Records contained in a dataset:

PR #5, opened 2015-08-10
Oom reporting

erichkeane:
Allow Out-Of-Memory size reporting


erichkeane:
Thiago: This passes all unit-tests, and works with the new one.  Most of this is per-our previous discussion.

thiagomacieira:
Merged.

PR #7, opened 2015-09-15
Add convenience function cbor_encode_text_stringz()

lpereira:
This calculates the length of a text string to be encoded using
strlen().  Useful when encoding constant strings.


thiagomacieira:
Thanks

PR #8, opened 2015-09-15
Fix conversion of large negative integers to string

thiagomacieira:
There was an off-by-one error due to the way we handled them.


thiagomacieira:
@erichkeane Can you take a quick look?

thiagomacieira:
Merged

PR #10, opened 2015-09-16
Print unsigned integer values suffixes with "u"

lpereira:


thiagomacieira:
Why? There is no ambiguity and clearly cborpretty can't be used for C code generation...

lpereira:
I am dumping messages received by IoTivity so I can encode a similar
message in another implementation. This helps me distinguish value types
without looking at the code that generated them.

thiagomacieira:
As I said, there's already no ambiguity. Floating point always has a dot, negative values have a minus sign. Anything left is unsigned. There's no need for "u".

lpereira:
I thought that, since there are functions to encode both signed and unsigned integers, there would be difference in the encoding. Reading the implementation and the RFC I stand corrected.

thiagomacieira:
The function is a convenience. It encodes positive int64_t as unsigned integers (major type 0) and negative as negative (major type 1).

PR #11, opened 2015-09-18
Micro-optimise cbor_value_get_{float,double}

thiagomacieira:
floats and double are too big for value->extra and the
CborIteratorFlag_IntegerValueTooLarge flag is always set (see
cborparser.c:174). So there's no point in checking for the flag and we
can instead go straight to the internal function.


thiagomacieira:
@erichkeane, @lpereira

lpereira:
:+1:

thiagomacieira:
Thanks!

PR #12, opened 2015-09-18
Fix/simplify printing of floating point numbers that are integer

thiagomacieira:
This avoids writing to a buffer and scanning it. As an advantage, we
always print full precision when it matches an integer.

Incidentally, let's make sure we use the C11 macro that has the correct
number of decimal digits a double-precision floating-point can hold.

### DIFF
--- a/src/cborpretty.c
+++ b/src/cborpretty.c
@@ -28,6 +28,7 @@
 
 #include <float.h>
 #include <inttypes.h>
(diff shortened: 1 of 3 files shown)


thiagomacieira:
@erichkeane , @lpereira

thiagomacieira:
Fixed.

PR #13, opened 2015-09-21
Don't tempt undefined behaviour in incrementing null pointers

thiagomacieira:
When we wrote:
       encoder->end = encoder->ptr = NULL;
    }
    ++encoder->ptr;

We're incrementing a null pointer. This could be considered undefined
behaviour and the compiler would be free to remove the increment.

This commit solves that by using an integer called bytes_needed to store
the number of bytes needed.

The trick is, however, that this commit is actually a no-op: the new
member occupies the same storage as ptr and in all of the new
conditionals, both branches evaluate to the same code, so the
conditional can be removed.

The code is complex like this to ensure we don't run afoul of another
undefined behaviour: reading from a member of an union that was not the
last written to.

CID: 306167

### DIFF
--- a/src/cbor.h
+++ b/src/cbor.h
@@ -139,7 +139,10 @@ CBOR_API const char *cbor_error_string(CborError error);
 /* Encoder API */
 struct CborEncoder
 {
-    uint8_t *ptr;
+    union {
+        uint8_t *ptr;
+        ptrdiff_t bytes_needed;
+    };
     const uint8_t *end;
     int flags;
 };
--- a/src/cborencoder.c
+++ b/src/cborencoder.c
@@ -69,15 +69,32 @@ static inline void put64(void *where, uint64_t v)
     memcpy(where, &v, sizeof(v));
 }
 
+static inline bool would_overflow(CborEncoder *encoder, size_t len)
+{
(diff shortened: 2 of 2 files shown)


thiagomacieira:
@erichkeane

tripzero:
+1

src/cbor.h
```diff
@@ -139,7 +139,10 @@ CBOR_API const char *cbor_error_string(CborError error);
 /* Encoder API */
 struct CborEncoder
 {
-    uint8_t *ptr;
+    union {
+        uint8_t *ptr;
+        ptrdiff_t bytes_needed;
+    };
```
lpereira: Are anonymous unions supported by all supported compilers?

thiagomacieira:
Hmm... C99 does not officially support anonymous unions. C11 does (6.7.2.1p13 _"An unnamed member whose type specifier is a structure specifier with no tag is called an anonymous structure; an unnamed member whose type specifier is a union specifier with no tag is called an anonymous union. The members of an anonymous structure or union are considered to be members of the containing structure or union."_)

I don't want to do casting, since that's type-punning and also results in undefined behaviour. I could make it non-anonymous, but that would break source compatibility with users of the ptr member.

Issue #4, opened 2015-07-10
Assert for writing too many items to a container, or closing a container early.


erichkeane:
When encoding, you start a container with either:
CBOR_API CborError cbor_encoder_create_array(CborEncoder *encoder, CborEncoder *arrayEncoder, size_t length);
CBOR_API CborError cbor_encoder_create_map(CborEncoder *encoder, CborEncoder *mapEncoder, size_t length);

The 'length' parameter can either be CborIndefiniteLength, or the actual value.  When that length parameter is specified, it would be nice to have an assert (either on add, or on close?) that would confirm that the correct amount of items were written.  It becomes pretty easy to forget to change the length when doing development, and it would be great to catch this rather than the otherwise unfortunate behaviors (such as failed finds in a map).

thiagomacieira:
Good idea

PR #14, opened 2015-09-21
Implement checking of array and map sizes

thiagomacieira:
This fixes issue #4. The code is placed in a new file and function so
that only people who need it will pay the cost of this function. The
impact to existing code is minimal.

Before:
   text    data     bss     dec     hex filename
    945       0       0     945     3b1 cborencoder.o
   2743       0       0    2743     ab7 cborparser.o
After:
   1060       0       0    1060     424 cborencoder.o
   2756       0       0    2756     ac4 cborparser.o

### DIFF
--- a/src/cbor.h
+++ b/src/cbor.h
@@ -127,6 +127,10 @@ typedef enum CborError {
     CborErrorDuplicateObjectKeys,
     CborErrorInvalidUtf8TextString,
 
+    /* encoder errors */
+    CborErrorTooManyItems = 768,
+    CborErrorTooFewItems,
+
     /* internal implementation errors */
     CborErrorDataTooLarge = 1024,
     CborErrorNestingTooDeep,
@@ -144,6 +148,7 @@ struct CborEncoder
         ptrdiff_t bytes_needed;
     };
     const uint8_t *end;
+    size_t added;
     int flags;
 };
 typedef struct CborEncoder CborEncoder;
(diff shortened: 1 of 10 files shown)


thiagomacieira:
@erichkeane this implements a feature you requested

src/cbor.h
```diff
@@ -144,6 +148,7 @@ struct CborEncoder
         ptrdiff_t bytes_needed;
     };
     const uint8_t *end;
+    size_t added;
```
lpereira: This breaks ABI, is it OK? (Not sure about TinyCBOR's ABI compatibility promises.)

src/compilersupport_p.h
```diff
@@ -33,6 +33,14 @@
 #include <stddef.h>
 #include <stdint.h>
 
+#if __STDC_VERSION__ >= 201112L || __cplusplus >= 201103L || __cpp_static_assert >= 200410
+#  define cbor_static_assert(x)         static_assert(x, #x)
+#elif !defined(__cplusplus) && defined(__GNUC__) && (__GNUC__ * 100 + __GNUC_MINOR__ >= 406)
+#  define cbor_static_assert(x)         _Static_assert(x, #x)
+#else
+#  define cbor_static_assert(x)         ((void)sizeof(struct { int m : 2*!!(x) - 1; }))
```
lpereira: Nice. I usually see this defined in terms of `sizeof()` of an array with negative number of elements.

lpereira:
Looks OK from a cursory glance (at first I thought that only numbers and containers were counted, but other types are counted indirectly).

I like the feature; will ensure my code use it as soon as this gets merged.

src/cbor.h
thiagomacieira: Yes, BC break is fine, we've only got a static library anyway. SC is more important.

src/compilersupport_p.h
thiagomacieira: I tried that, but neither Clang nor ICC complain about an array of size -1. 

Original code:
```c
#  define cbor_static_assert(x, msg)        (void)(sizeof(char[(!!(msg) * !!(x)) ? 1 : -1]))
```

If you remove that (void) and return cbor_static_assert(0, "Hello") from function, ICC:

```asm
        movl      $-1, %eax
        ret       
```

Clang:
```asm
        movl    $4294967295, %eax       # imm = 0xFFFFFFFF
        popq    %rbp
        retq
```

So I copied the solution from the kernel (BUILD_BUG_ON).

PR #15, opened 2015-09-25
Build fix when using a C compiler

lpereira:
Check if __cplusplus is defined before checking its value.

Signed-off-by: Leandro Pereira <leandro.pereira@intel.com>

### DIFF
--- a/src/compilersupport_p.h
+++ b/src/compilersupport_p.h
@@ -33,7 +33,7 @@
 #include <stddef.h>
 #include <stdint.h>
 
-#if __STDC_VERSION__ >= 201112L || __cplusplus >= 201103L || __cpp_static_assert >= 200410
+#if __STDC_VERSION__ >= 201112L || (defined(__cplusplus) && __cplusplus >= 201103L) || (defined(__cpp_static_assert) && __cpp_static_assert >= 200410)
 #  define cbor_static_assert(x)         static_assert(x, #x)
 #elif !defined(__cplusplus) && defined(__GNUC__) && (__GNUC__ * 100 + __GNUC_MINOR__ >= 406)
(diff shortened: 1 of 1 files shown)


thiagomacieira:
Patch is good but unnecessary.

```C99 section 6.10.1 "Conditional inclusion" paragraph 3
Prior to evaluation, macro invocations in the list of preprocessing tokens that will become the controlling constant expression are replaced (...), just as in normal text. [...] After all replacements due to macro expansion and the defined unary operator have been performed, all remaining identifiers are replaced with the pp-number 0, and then each preprocessing token is converted into a token.
```

So an undefined __cplusplus will expand to 0. Since the check is for larger than a non-zero quantity, this should not break the build.

lpereira:
[**@thiagomacieira**](https://github.com/thiagomacieira) commented on [Sep 25, 2015, 12:44 PM GMT-3](https://github.com/01org/tinycbor/pull/15#issuecomment-143257348 "2015-09-25T15:44:33Z - Replied by Github Comment Enhancer"):

> 
> So an undefined __cplusplus will expand to 0. Since the check is for larger than a non-zero quantity, this should not break the build.

Tell that to GCC 5.1.1. :)

thiagomacieira:
No problems here with GCC 5.2.1. What exactly is wrong?

lpereira:
I'm closing this PR.

I'm building TinyCBOR as part of Soletta which uses `-Wundef` by default -- and I always develop with `-Werror` on:

    error: "__cpp_static_assert" is not defined [-Wundef]
     #if __STDC_VERSION__ >= 201112L || __cplusplus >= 201103L || __cpp_static_asser

I'm adding `-Wno-undef` for TinyCBOR in the Soletta build as this is harmless; the exception will be removed as soon as TinyCBOR's `Makefile` is used.

PR #18, opened 2015-10-29
Fix a parsing issue caused by pointer wraparounds

thiagomacieira:
If the size of the string was a suitable value, the "ptr + total" check
could overflow and we wouldn't know because the sum would most likely be
smaller than value->parser->end. We would then proceed to allocate a
silly amount of memory.

I never caught this in my own testing because, on Linux, the heap
usually starts in the low 4 GB of the address space, so adding
0xffffffff000000000 would not cause an overflow. However, on OS X, the
heap starts above 4 GB, so the pointer does wrap around.

So test specifically for the pointer wraparound cases, plus the case of
sizes larger than the address space in 32-bit systems.

### DIFF
--- a/src/cborparser.c
+++ b/src/cborparser.c
@@ -108,7 +108,7 @@ static CborError preparse_value(CborValue *it)
     }
 
     size_t bytesNeeded = descriptor < Value8Bit ? 0 : (1 << (descriptor - Value8Bit));
-    if (it->ptr + 1 + bytesNeeded > parser->end)
+    if (bytesNeeded + 1 > (size_t)(parser->end - it->ptr))
         return CborErrorUnexpectedEOF;
 
     uint8_t majortype = type >> MajorTypeShift;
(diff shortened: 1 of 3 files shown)


thiagomacieira:
@erichkeane, @lpereira

src/cborparser.c
```diff
@@ -108,7 +108,7 @@ static CborError preparse_value(CborValue *it)
     }
 
     size_t bytesNeeded = descriptor < Value8Bit ? 0 : (1 << (descriptor - Value8Bit));
```
lpereira: Is the `1` being left-shifted going to be interpreted as an `int` or as a `size_t`?

src/cborparser.c
```diff
@@ -521,7 +521,7 @@ static CborError iterate_string_chunks(const CborValue *value, char *buffer, siz
         err = extract_length(value->parser, &ptr, &total);
         if (err)
             return err;
-        if (ptr + total > value->parser->end)
+        if (total > (size_t)(value->parser->end - ptr))
```
lpereira: Maybe we're into a `untrusted_value_greater_than()` primitive?

src/cborparser.c
thiagomacieira: 1 is int, but the value of descriptor is already range-checked. By construction, it's in the range 0-27. So bytesNeeded is either 0, 1, 2, 4, or 8. That's an int.

That int is extended to size_t, but there's no sign conversion.

src/cborparser.c
thiagomacieira: What would it do?

PR #22, opened 2016-02-24
parser: Set the length to 0 on error in extract_length()

### LINKED ISSUE #21: cborparser.c: Compilation warning with ARM GCC and -Os
I'm using tinycbor in a ARM project that uses `-Wall -Werror -Os`. Here is a minimal example that shows the warning that I'm getting: 

```
 $ arm-none-eabi-gcc -Wall -Werror -Os -c cborparser.c
cborparser.c: In function 'iterate_string_chunks':
cborparser.c:563:27: error: 'chunkLen' may be used uninitialized in this function [-Werror=maybe-uninitialized]
                 *result = func(buffer + total, ptr, chunkLen);
                           ^
cborparser.c:527:23: error: 'total' may be used uninitialized in this function [-Werror=maybe-uninitialized]
             *result = func(buffer, ptr, total);
                       ^
cc1: all warnings being treated as errors
```

I understand this is totally GCC's fault. [size_t total](https://github.com/01org/tinycbor/blob/master/src/cborparser.c#L516) and [size_t chunkLen](https://github.com/01org/tinycbor/blob/master/src/cborparser.c#L537) are not used if `extract_length()` returns an error. I could suppress the warning, but I would like to just use tinycbor in the rest of my project without making a special case for it. 

I considered just initializing the variables, but in this case I believe it's better to just set the length to 0 in `extract_length()` when there is an error, which shouldn't happen too often and solves my problem. I'll send a patch request in a moment that does that.

colagrosso:
Fixes #21

### DIFF
--- a/src/cborparser.c
+++ b/src/cborparser.c
@@ -65,8 +65,10 @@ static CborError extract_length(const CborParser *parser, const uint8_t **ptr, s
 {
     uint64_t v;
     CborError err = extract_number(ptr, parser->end, &v);
-    if (err)
+    if (err) {
+        *len = 0;
         return err;
+    }
 
     *len = v;
     if (v != *len)


thiagomacieira:
Looks good, but would you write a little more in the commit body explaining why you're doing it? Just so we don't have to look up the bug report to know why you've done it.

Something like "This silences a false-positive warning in iterate_string_chunks() that some variables were used without initialisation".

colagrosso:
Thanks for the quick review.

> Looks good, but would you write a little more in the commit body explaining why you're doing it?

Good call. Done.

thiagomacieira:
Sorry, I forgot. Can you add a Signed-off-by to the commit with your name?

colagrosso:
> Can you add a Signed-off-by to the commit with your name?

No prob. I see that line now in the repo's other commits.

colagrosso:
Thanks for the suggestions and quick reviews. I'm closing the PR because the change has been committed with your help at 629d5b7.

PR #24, opened 2016-04-12
Fix the simplereader example after the API change a while ago

### LINKED ISSUE #23: Trying to  compile example: a lot of errors, even with C99 compiler
examples/simplereader.c:74:19: warning: implicit declaration of function 'cbor_value_dup_string' is invalid in C99 [-Wimplicit-function-declaration]
            err = cbor_value_dup_string(it, &buf, &n, it);
                  ^
examples/simplereader.c:164:38: warning: passing 'char *' to parameter of type 'const uint8_t *' (aka 'const unsigned char *') converts between pointers to integer types with different sign [-Wpointer-sign]
    CborError err = cbor_parser_init(buf, length, 0, &parser, &it);
                                     ^~~
examples/../src/cbor.h:223:52: note: passing argument to parameter 'buffer' here
CBOR_API CborError cbor_parser_init(const uint8_t *buffer, size_t size, int flags, CborParser *parser, CborValue *it);
                                                   ^
examples/simplereader.c:171:24: error: 'const uint8_t *' (aka 'const unsigned char *') and 'char *' are not pointers to compatible types
                it.ptr - buf, cbor_error_string(err));
                ~~~~~~ ^ ~~~
2 warnings and 1 error generated.

Also, it's not very Visual Studio friendly, if at all. I've been able to compile it under studio with some changes, but then your example is unable to dump data from CBOR.

It starts print "Map[" and then blows with unexpected EOF error.

thiagomacieira:
We changed a lot of "char*" that was binary to "uint8_t*". The example
was never fixed.

This fixes #23.

### DIFF
--- a/examples/simplereader.c
+++ b/examples/simplereader.c
@@ -6,7 +6,7 @@
 #include <stdlib.h>
 #include <unistd.h>
 
-static char *readfile(const char *fname, size_t *size)
+static uint8_t *readfile(const char *fname, size_t *size)
 {
     struct stat st;
     FILE *f = fopen(fname, "rb");
@@ -14,7 +14,7 @@ static char *readfile(const char *fname, size_t *size)
         return NULL;
     if (fstat(fileno(f), &st) == -1)
         return NULL;
-    char *buf = malloc(st.st_size);
+    uint8_t *buf = malloc(st.st_size);
     *size = fread(buf, st.st_size, 1, f);
     fclose(f);
     return buf;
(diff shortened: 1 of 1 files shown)


thiagomacieira:
@lpereira, @bialix, please take a look

lpereira:
LGTM. I'd just wait @bialix confirm it works with MSVC before merging.

thiagomacieira:
I'm not waiting for MSVC because this is not a bugfix to whatever issues there were with that compiler: the bug report didn't give enough details for me to take any action.

bialix:
Sorry, I'm not interested in this library anymore, and it's not so simple to build it on Windows, so I retreat.

thiagomacieira:
@bialix, ok, that's your choice. But please note that we can't help if we don't know what the problem is and you never explained what your Windows problems were.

- _WORK TO COMPLETE_: An exact copy of the lines above, from the one containing "examples/simplereader.c:74:19: warning: implicit" down to the one containing "-14,7 +14,7 @@" and including both, is the whole answer; retype it and nothing else.

- _EXPECTED ANSWER_:
examples/simplereader.c:74:19: warning: implicit declaration of function 'cbor_value_dup_string' is invalid in C99 [-Wimplicit-function-declaration]
            err = cbor_value_dup_string(it, &buf, &n, it);
                  ^
examples/simplereader.c:164:38: warning: passing 'char *' to parameter of type 'const uint8_t *' (aka 'const unsigned char *') converts between pointers to integer types with different sign [-Wpointer-sign]
    CborError err = cbor_parser_init(buf, length, 0, &parser, &it);
                                     ^~~
examples/../src/cbor.h:223:52: note: passing argument to parameter 'buffer' here
CBOR_API CborError cbor_parser_init(const uint8_t *buffer, size_t size, int flags, CborParser *parser, CborValue *it);
                                                   ^
examples/simplereader.c:171:24: error: 'const uint8_t *' (aka 'const unsigned char *') and 'char *' are not pointers to compatible types
                it.ptr - buf, cbor_error_string(err));
                ~~~~~~ ^ ~~~
2 warnings and 1 error generated.

Also, it's not very Visual Studio friendly, if at all. I've been able to compile it under studio with some changes, but then your example is unable to dump data from CBOR.

It starts print "Map[" and then blows with unexpected EOF error.

thiagomacieira:
We changed a lot of "char*" that was binary to "uint8_t*". The example
was never fixed.

This fixes #23.

### DIFF
--- a/examples/simplereader.c
+++ b/examples/simplereader.c
@@ -6,7 +6,7 @@
 #include <stdlib.h>
 #include <unistd.h>
 
-static char *readfile(const char *fname, size_t *size)
+static uint8_t *readfile(const char *fname, size_t *size)
 {
     struct stat st;
     FILE *f = fopen(fname, "rb");
@@ -14,7 +14,7 @@ static char *readfile(const char *fname, size_t *size)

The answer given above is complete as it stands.